Indian cuisine comprises of a number of regional cuisines.  The diversity in soil type, climate, culture, ethnic group and occupations, these cuisines differ from each other mainly due to the use of locally available spices, herbs, vegetables and fruits. Indian food is also influenced by religious and cultural choices and traditions. 
Foreign invasions, trade relations and colonialism had introduced certain foods to the country like potato, chillies and breadfruit.    

For more recipes related to Seafood Seekh Kabab checkout Fish Cakes With Cucumber Relish. You can also find more Snacks and Starters recipes like Crispy Fried Schezwan Chicken, Churros, Kasoori Paneer Tikka, Stuffed Dahi Vada.

Prep Time : 16-20 minutes

Cook time : 6-10 minutes

Serve : 4

Level Of Cooking : Easy

Taste : Spicy

Ingredients for Seafood Seekh Kabab Recipe

  • White fish fillets minced 1 cup

  • Prawns (kolambi/jhinga) minced 1 cup

  • Onion chopped 1 medium

  • Fresh coriander leaves chopped 4 tablespo for garnishing

  • Green chillies finely chopped 2

  • Garlic cloves finely chopped 2-3

  • Ginger finely chopped 1 inch

  • Lemon juice 1 tablespoon

  • Salt to taste

  • Green cardamom powder 1 teaspoon

  • Garam masala powder 1 teaspoon

  • Oil 2-3 tablespoons

  • Butter for coating

  • Chaat masala 2 teaspoons

  • Onion rings to serve


Step 1

Mix together minced fish, minced prawns, onion, coriander leaves, green chillies, garlic, ginger, lemon juice, salt and cardamom powder in a bowl.

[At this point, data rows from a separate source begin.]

PR #194, opened 2023-08-30
[DPE-2414] Storage reuse

MiaAltieri:
## Problem
Current HA Test Suite does not test whether MongoDB properly re-uses storage. 

## Context
What it means to reuse storage is that when storage is reattached to the juju unit, that the mongo daemon recognises this storage and instead of performing the typical sync from the primary that it instead only syncs what is necessary by computing the diff of what the old storage already has

In [Juju versions before 2.9.43](https://chat.charmhub.io/charmhub/pl/rm1ub9wmw3dr3fzetf1fgieezc), this cannot be tested as there was a bug with storage reuse

## Solution
Add a test that tests storage reuse


tests/integration/ha_tests/helpers.py
```diff
@@ -734,6 +735,58 @@ async def update_pebble_plans(ops_test: OpsTest, override: Dict[str, str]) -> No
...
+        "cat /var/lib/mongodb/mongodb.log",
+    ]
+
+    return_code, start_states, _ = await ops_test.juju(*cat_cmd)
+
+    assert (
+        return_code == 0
+    ), f"Failed catting mongodb logs, unit={reused_unit.name}, container={MONGODB_CONTAINER_NAME}"
+
+    for line in start_states.split("\n"):
```
dmitry-ratushnyy, line 761: nits: you can use .filter() here

tests/integration/ha_tests/helpers.py
```diff
@@ -734,6 +735,58 @@ async def update_pebble_plans(ops_test: OpsTest, override: Dict[str, str]) -> No
...
+        if not len(line):
+            continue
+
+        item = json.loads(line)
+
+        re_use_time = convert_time(item["t"]["$date"])
```
dmitry-ratushnyy, line 767: could you please change variable name to "reuse_time" because the first association with "re_*" is regex

tests/integration/ha_tests/test_ha.py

Add garam masala powder and mix.

Step 2

Dampen your palms and spread some portion of the prepared mixture around two satay sticks. Press firmly and prepare the remaining in a similar way.

Step 3

Heat oil in a non-stick grill pan. Place the prepared seekh kababs and grill on medium heat, turning from time to time, till evenly cooked from all sides.

Step 4

Remove from heat and brush some butter on the kababs.

Step 5

Sprinkle chaat masala on top, garnish with coriander leaves and serve hot with onion rings.